The next day Nikki came in the room said she was pretty sure she had stepped in a puddle in the bathroom.  In my narcotic induced situation, I'm not sure if I responded to her or only answered in my head "I'm not surprised".  I'd be surprised if I actually hit the toilet considering the delicate ballet required to perform this act while in a drug induced haze.  Not only was I dizzy, but my ankle felt like a 20 psi tire that had been inflated to 100 psi.  It can't bear any weight, so it has to be suspended slightly behind me, making me crane forward and have to use my left hand against the mirror for support.  I now have  only one hand available for the rest of the logistical details and my leg isn't getting any lighter.  Oh, and by the way, the urgency is only increasing.  Having never taken target practice in this fashion, the end results were quite predictable, about the same as a 5 year old with no directional control.  I don't think she had the heart to chastise me in my condition so she told me I'd do better next time.   Just as with a child in potty training, encouragement  for the effort is always the best tactic.  I was waiting to hear that I would receive candy the next time I hit the big boy potty.
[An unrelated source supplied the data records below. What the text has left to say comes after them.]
PR #1856, opened 2023-01-13
Exclude the image url from the products in the live data seeder

ysbrandB:
The appends 'image_url' from the omnomcom wrapped broke the livedataseeder. This fixes it.


Jessseee:
Lol I pushed this to another branch but forgot to make a PR

Jessseee (approved):
LGTM

PR #1976, opened 2023-07-20
Add back in the correct fields for the event_overview query

ysbrandB:
This code has already been approved in #1821.
I believe in a merge conflict with the laravel 10 branch accidentally this code was reset, making the activity overview useless, as it currently has half the new and half the old code.
This correctly sets it to the new working state again.


Jessseee (approved):
LGTM

PR #1980, opened 2023-08-01
revert the image() relation of companies back to the correct db field

ysbrandB:
With the fixing of updating and creating companies (#1972), my local DB was accidentally seeded on the photo-update branch.
I fixed the updates but accidentally broke the belongsTo relation by setting it to the new Photo field instead of the image field. This breaks the company images and therefore the logo bar. Now reverted.


Menkveld-24 (approved):
Lgtm

Issue #1636, opened 2022-07-07
Combine the news and weekly functionality


ysbrandB:
As the news items on the site are severely underutilised and there is currently no archive of the weekly's I would suggest combining the two. Making the weeklys automatically archive into the news items and removing the distinction between the two and then adding a button below the weekly called 'view older news!'

ysbrandB:
To do: 
- [ ] add is_weekly to newsItem and column
- [ ] Create a many to many table between newsItems and events
- [ ] Rewrite the cronjob
- [ ] Create a new admin view
- [ ] Split the overview in a weekly and non weekly column

Issue #1138, opened 2020-05-04
News letter  archive


Frankieknarf:
I wanted to read an old newsletter from the site, but this wasn't possible because only the latest newsletter is visible. I couldn't find an archive of these on the site. Could this be made possible with a 'see olders news' button?

Thanks!

Jessseee:
With "newsletter" you are referring to the weekly update?

jonathanjuursema:
If you mean the weekly update, unfortunately we don't save these. The functionality that is now used for the weekly update was never meant for the way it is now used, so unfortunately there is no archive for that. :(

Frankieknarf:
yeah, I meant weekly update. I thought it would be nice to add it because it slowly adds historical data to the association. the longer we have these kind of newletters saved, the more we can use them during lustra and stuff like that. It should be low priority however :P

xadya:
Ugly way around this is of course to create an account with a mail connected to it and to save these mails in an inbox

jonathanjuursema:
Also @Frankieknarf see your e-mail. :)

Frankieknarf:
Haha, Thanks for the momentary solution!

PR #1983, opened 2023-08-19
Combine the news and weekly functionality

### LINKED ISSUE #1732: Weekly Newsletter needs to be saved before being able to preview
It's kind of awkward that you currently have to save the weekly newsletter (therefore showing it on the homepage) before you're able to preview it. It would be nicer if when you press the preview button it would use the text inside the text field instead of the already saved text.

ysbrandB:
Combines the weekly functionality into the news functionality.
This way we will have a backlog of weekly overviews.
This also means we can now have a featured image in the weekly mail.
Also added a many to many relationship between news and events. This means that you can add the events to weeklies like u used too, but also to newsarticles (which will show up in a bar at the side). 

Fixes #1732, #1636 and #1138.

Newsadmin: 
image

Newsoverview:
image

Weekly edit:
image

Newsitem edit:
image


Jessseee:
Why not merge it even further? Every weekly update could just be mixed in with the news articles instead of having them still separated as two different things.

ysbrandB:
> Why not merge it even further? Every weekly update could just be mixed in with the news articles instead of having them still separated as two different things.

What would you merge further? The distinction in DB etc is necessary for sending the mails with the weekly and the differing views we use. In my personal opinion the distincion in the overview is also a nice to have.

Jessseee:
I just feel like the overview page would just look weird because the news articles are not written frequently enough. So you will have one empty card for the news articles and a full card for the weekly newsletters, or at least one card with very outdated news articles. Maybe you could mix the two just in the UI. Then there is no need for the models to be merged, but it still makes for a more concise and up-to-date overview.

Jessseee (approved):
LGTM

Jessseee (changes requested):
LNGTM

Jessseee (approved):
LGTM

After the first three days it became abundantly clear that I needed a shower.  By this time most of the latent pain had subsided, though it still hurt when I got up.  It's extremely difficult for me to accept the fact that I need physical help, so I waited until Nikki went to work to give a shower a try.  I bagged up the leg, put the chair in the shower and made the hop up the step and into our shower, whereupon my bare foot immediately slipped on the shower floor and both of my legs splayed forward into the wall.  Much like the scenario I described with the cows, the time-space continuum evaporated and everything sort of went  in to slow motion and I had an internal conversation while falling.   Here's the conversation:

Me to Myself:  Boy, Nikki is really going to be mad at you for this one, you should have waited for her help.  I know, but it didn't seem like that big of a deal.  Oh no,  I hope I don't break the shower door when my back hits it.  Ohh, that really was jarring when my buttocks just hit the tile, and that little ridge at the shower entrance doesn't feel good on my lower back.  Your splinted leg hit the wall pretty hard, do you think you tore the achilles again?  I don't think so, but my toes are numb from being jammed into the wall.  Can you get up?  Yes.  Ok, get in the seat and proceed as if nothing happened.  Ok.

Amazingly, the next morning this scenario repeated itself when I got up to go to the bathroom in the dark and I fell over again.  And I had virtually the same internal conversation on the way down.    When I fell I felt like a 75 year old man about to break his hip, but then I felt like a 5 year old when Nikki ran in and asked "What the hell is going on"? It was just like when I had slumber parties as a kid and we made too much noise.   I am happy to report, however that I was 95% accurate this time.

Nikki has been an absolute angel through this whole ordeal.  She has taken excellent care of me and I couldn't be more lucky to have somebody as patient as her in my life.  She has seen what my mom experienced, and she has seen what our future may hold and as far as I know, she plans on staying with me.  It can't be easy living with the proverbial bull in the china shop, but I hope in some way I make it fun.

Last night Nikki got me squared away in bed and shut the door to go sleep in peace in the other room.  I had to get up and grab my water bottle and I loudly banged a crutch against the dresser.  "What the hell is going on in there?", she yelled from the hallway.  I giggled like a 5 year old.